—¿Recuerdas el barro amarillo? —preguntó el teniente Reggiani apenas hubo tomado por la provincial.
—Por supuesto. Lo advertí inmediatamente.
—Pues tenías razón. He inspeccionado el local de Ambra Reiter en las Macine con un detector de metales de los de la central para la protección del patrimonio arqueológico y hemos encontrado cosas a manta allí abajo: vasos de arcilla, candelabros, escudos y yelmos, joyas de ensueño… hasta un carro de guerra.
—Es lo que yo sospechaba.
—Además, tenemos prácticamente las pruebas de que la lámina de Volterra estuvo en aquel subterráneo durante varios días, algunas semanas, con toda probabilidad. Había una huella de óxido en el barro húmedo y lo he hecho analizar, fue dejada por unas láminas de bronce de forma aproximadamente rectangular; me parece que no cabe ninguna duda al respecto.
—Yo también lo creo. ¿Dónde está la entrada?
—Detrás de la barra del bar. He aquí por qué apareció a nuestras espaldas como de la nada.
—¿Y ahora dónde está?
—Cuando hicimos la inspección ella no estaba, y para decirte la verdad fue mejor así. Mi plan era que si no encontraba nada me iría de puntillas como si nada hubiera pasado. Pero como hemos encontrado lo que hemos encontrado, he dejado a Spagnuolo con otros tres escondidos al acecho, y cuando ella ha vuelto la han cogido in fraganti. Todas las cosas encontradas estaban aún in situ, por lo que no ha podido decir gran cosa.

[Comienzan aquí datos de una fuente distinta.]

PR #2346, opened 2018-08-29
gen_esp32part.py changes and fixes (IDFGH-1429)

negativekelvin:
Allow non-zero default subtypes, create non-zero default subtype for type data, fixes

### DIFF
--- a/components/partition_table/gen_esp32part.py
+++ b/components/partition_table/gen_esp32part.py
@@ -57,6 +57,7 @@ SUBTYPES = {
         "esphttpd" : 0x80,
         "fat" : 0x81,
         "spiffs" : 0x82,
+        "default" : 0xFE,
     },
 }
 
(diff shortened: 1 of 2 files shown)


projectgus:
Fixes LGTM. I see the motivation not to default to data subtype 0 (ota_data).

I'm unsure if adding a new 0xFE "unspecified" subtype is the best approach, maybe erroring out here is the best fix? @negativekelvin is there a particular reason you need a default data subtype, or do you just want to avoid setting "ota"?

negativekelvin:
Definitely want to avoid defaulting to ota_data so that leaves either forcing a subtype to be specified or defaulting to a subtype that implies no specific binary format (raw).  In either case a new subtype is required but it doesn't have to be 0xfe.

negativekelvin:
That is fine. I still think it would be useful if a raw binary data subtype was provided.

projectgus:
It looks like this has been in limbo for an extremely long time (I think maybe we each thought the other was going to make the requested changes, and then time passed...)

Both the changes here have been addressed as of 6f6b4c3983298f55b7b86f8224fe6705cc7c8057 :

* If an invalid value is contributed for type or subtype, the tool will now error out with something like "gen_esp32part.InputError: Error at line 5: Value 'invalid_subtype' is not valid. Known keywords: factory, test, ota_0, ota_1, ota_2, ota_3, ota_4, ota_5, ota_6, ota_7, ota_8, ota_9, ota_10, ota_11, ota_12, ota_13, ota_14, ota_15"
* The subtype parsing issue is fixed

So I'm going to close this.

—¿La habéis interrogado ya?
—No, la he hecho trasladar a la comandancia. Ahora querría que tú vieses el subterráneo y luego, si te ves con ánimos, asistieras al interrogatorio. A escondidas, naturalmente. Sé que estás muy cansado, pero pienso que es importante, fundamental… Luego te dejaré dormir.

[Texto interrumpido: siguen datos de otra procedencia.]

PR #2354, opened 2018-09-01
wpa2_enterprise fixes

negativekelvin:


PaulFreund:
With this commit I can connect to our WPA2 Enterprise network without client certificates (Cisco)

PR #2362, opened 2018-09-03
unity test multiple fixes

nicola-lunghi:


tools/unit-test-app/components/unity/test/test_setup_teardown.c
```diff
@@ -0,0 +1,26 @@
+#include <stdbool.h>
+#include "unity.h"
+
+static bool setup_runned = false;
+static bool teardown_runned = false;
+
+void setUp()
```
igrr: Since these setUp and tearDown are global, does this mean that tests for this component can not be built along with any other component which defines setUp and tearDown? We build our CI tests with `TESTS_ALL=1`, so this would be a problem.

Do you think that file-level (static) setup and teardown functions would be more useful? It would not be too hard to extend TEST_CASE macro to pick them up, if they exist. And at least for the tests we have in IDF, it would allow to reduce code duplication in a few places.

nicola-lunghi: > Since these setUp and tearDown are global, does this mean that tests for this component can not be built along with any other component which defines setUp and tearDown? We build our CI tests with `TESTS_ALL=1`, so this would be a problem.

Ops

> Do you think that file-level (static) setup and teardown functions would be more useful? It would not be too hard to extend TEST_CASE macro to pick them up, if they exist. And at least for the tests we have in IDF, it would allow to reduce code duplication in a few places.

Yes please could be really useful.

nicola-lunghi:
Hi

sorry I miss that the function were global.

PR #2367, opened 2018-09-04
Fixing possible memory leak, not freeing "run_time" prior to returning

mharizanov:


mahavirj:
Thanks for contribution, fix is merged.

—Dormir… —murmuró Fabrizio—. Ya no sé lo que quiere decir eso…
Tomaron por el camino que llevaba a las Macine y Reggiani aparcó en el patio del local. Le recibió en la entrada el sargento Spagnuolo. El suboficial se llevó la mano a la visera y saludó a media voz a Fabrizio, no sin dar muestras de incomodidad. Recordaba aún perfectamente haber hecho guardia durante varias horas ante una casa vacía.
—¿Hay novedades? —preguntó Reggiani.
—El colega Bonetti casi ha terminado el inventario, señor teniente.
—Estupendo. Dejémosle echar un vistazo también al profesor Castellani.
Fabrizio bajó al subterráneo, intercambió dos cumplidos con Bonetti, que estaba garabateando unos apuntes en su cuaderno de notas mientras esbozaba un inventario.
—¿Se sabe de donde ha salido todo esto? —preguntó.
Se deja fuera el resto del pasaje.